Please reproduce every entry below without omitting a single line.

■ Provided data ■

++++++++

PR #2121, opened 2018-04-04
feat(artifacts): Orca sends an an artifact to clouddriver

ezimanyi:
When a deploy description sets the image to deploy to an artifact, Orca should send the entire artifact to clouddriver, rather than just the name of the image.


orca-clouddriver/src/main/groovy/com/netflix/spinnaker/orca/clouddriver/tasks/providers/gce/GoogleServerGroupCreator.groovy
```diff
@@ -49,34 +50,39 @@ class GoogleServerGroupCreator implements ServerGroupCreator, DeploymentDetailsA
       operation.credentials = operation.account
     }
 
-    operation.image = operation.image ?: getImage(stage)
-
-    if (!operation.image) {
-      throw new IllegalStateException("No image could be found in ${stage.context.region}.")
+    if (stage.context.imageSource == "artifact") {
+      operation.imageSource = "ARTIFACT"
```
lwander: This upper/lowercase conversion is a little odd

orca-clouddriver/src/main/groovy/com/netflix/spinnaker/orca/clouddriver/tasks/providers/gce/GoogleServerGroupCreator.groovy
```diff
@@ -49,34 +50,39 @@ class GoogleServerGroupCreator implements ServerGroupCreator, DeploymentDetailsA
...
+      operation.imageArtifact = getImageArtifact(stage)
+    } else {
+      operation.imageSource = "STRING"
```
lwander: Is string the right noun? What about "legacy"?

orca-clouddriver/src/main/groovy/com/netflix/spinnaker/orca/clouddriver/tasks/providers/gce/GoogleServerGroupCreator.groovy
```diff
@@ -49,34 +50,39 @@ class GoogleServerGroupCreator implements ServerGroupCreator, DeploymentDetailsA
...
     return [[(ServerGroupCreator.OPERATION): operation]]
   }
 
-  private String getImage(Stage stage) {
+  private Artifact getImageArtifact(Stage stage) {
     def stageContext = stage.getContext()
+
+    def artifactId = stageContext.imageArtifactId as String
+    if (artifactId == null) {
+      throw new IllegalStateException("Image source was set to artifact but no artifact was specified.")
```
lwander: I think `IllegalArgumentException` is a little more 'correct'

orca-clouddriver/src/main/groovy/com/netflix/spinnaker/orca/clouddriver/tasks/providers/gce/GoogleServerGroupCreator.groovy
ezimanyi: I chose 'STRING' because we're effectively giving clouddriver the image to deploy either as (1) a string that it needs to resolve in the current project or (2) an artifact.  See https://github.com/spinnaker/clouddriver/blob/935e4d23c22f7832488ad9404b076baad6501560/clouddriver-google/src/main/groovy/com/netflix/spinnaker/clouddriver/google/deploy/description/BaseGoogleInstanceDescription.groovy#L46

It's also not completely clear this is legacy, as we'll go into the `else` block when manually starting a cluster and passing an image from the drop-down.

orca-clouddriver/src/main/groovy/com/netflix/spinnaker/orca/clouddriver/tasks/providers/gce/GoogleServerGroupCreator.groovy
ezimanyi: Makes sense, I'll change this

orca-clouddriver/src/main/groovy/com/netflix/spinnaker/orca/clouddriver/tasks/providers/gce/GoogleServerGroupCreator.groovy
ezimanyi: Makes sense, I'll change this

orca-clouddriver/src/main/groovy/com/netflix/spinnaker/orca/clouddriver/tasks/providers/gce/GoogleServerGroupCreator.groovy
ezimanyi: Agreed---ideally we'd set upper-case constants in the pipeline definition in deck, but unfortunately deck sets these as lower-case.  Given that we can't change that to upper-case without breaking existing pipelines or writing a pipeline migrator, for now leaving this as is.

++++++++

■ Output of the exercise ■
PR #2121, opened 2018-04-04
feat(artifacts): Orca sends an an artifact to clouddriver

ezimanyi:
When a deploy description sets the image to deploy to an artifact, Orca should send the entire artifact to clouddriver, rather than just the name of the image.


orca-clouddriver/src/main/groovy/com/netflix/spinnaker/orca/clouddriver/tasks/providers/gce/GoogleServerGroupCreator.groovy
```diff
@@ -49,34 +50,39 @@ class GoogleServerGroupCreator implements ServerGroupCreator, DeploymentDetailsA
       operation.credentials = operation.account
     }
 
-    operation.image = operation.image ?: getImage(stage)
-
-    if (!operation.image) {
-      throw new IllegalStateException("No image could be found in ${stage.context.region}.")
+    if (stage.context.imageSource == "artifact") {
+      operation.imageSource = "ARTIFACT"
```
lwander: This upper/lowercase conversion is a little odd

orca-clouddriver/src/main/groovy/com/netflix/spinnaker/orca/clouddriver/tasks/providers/gce/GoogleServerGroupCreator.groovy
```diff
@@ -49,34 +50,39 @@ class GoogleServerGroupCreator implements ServerGroupCreator, DeploymentDetailsA
...
+      operation.imageArtifact = getImageArtifact(stage)
+    } else {
+      operation.imageSource = "STRING"
```
lwander: Is string the right noun? What about "legacy"?

orca-clouddriver/src/main/groovy/com/netflix/spinnaker/orca/clouddriver/tasks/providers/gce/GoogleServerGroupCreator.groovy
```diff
@@ -49,34 +50,39 @@ class GoogleServerGroupCreator implements ServerGroupCreator, DeploymentDetailsA
...
     return [[(ServerGroupCreator.OPERATION): operation]]
   }
 
-  private String getImage(Stage stage) {
+  private Artifact getImageArtifact(Stage stage) {
     def stageContext = stage.getContext()
+
+    def artifactId = stageContext.imageArtifactId as String
+    if (artifactId == null) {
+      throw new IllegalStateException("Image source was set to artifact but no artifact was specified.")
```
lwander: I think `IllegalArgumentException` is a little more 'correct'

orca-clouddriver/src/main/groovy/com/netflix/spinnaker/orca/clouddriver/tasks/providers/gce/GoogleServerGroupCreator.groovy
ezimanyi: I chose 'STRING' because we're effectively giving clouddriver the image to deploy either as (1) a string that it needs to resolve in the current project or (2) an artifact.  See https://github.com/spinnaker/clouddriver/blob/935e4d23c22f7832488ad9404b076baad6501560/clouddriver-google/src/main/groovy/com/netflix/spinnaker/clouddriver/google/deploy/description/BaseGoogleInstanceDescription.groovy#L46

It's also not completely clear this is legacy, as we'll go into the `else` block when manually starting a cluster and passing an image from the drop-down.

orca-clouddriver/src/main/groovy/com/netflix/spinnaker/orca/clouddriver/tasks/providers/gce/GoogleServerGroupCreator.groovy
ezimanyi: Makes sense, I'll change this

orca-clouddriver/src/main/groovy/com/netflix/spinnaker/orca/clouddriver/tasks/providers/gce/GoogleServerGroupCreator.groovy
ezimanyi: Makes sense, I'll change this

orca-clouddriver/src/main/groovy/com/netflix/spinnaker/orca/clouddriver/tasks/providers/gce/GoogleServerGroupCreator.groovy
ezimanyi: Agreed---ideally we'd set upper-case constants in the pipeline definition in deck, but unfortunately deck sets these as lower-case.  Given that we can't change that to upper-case without breaking existing pipelines or writing a pipeline migrator, for now leaving this as is.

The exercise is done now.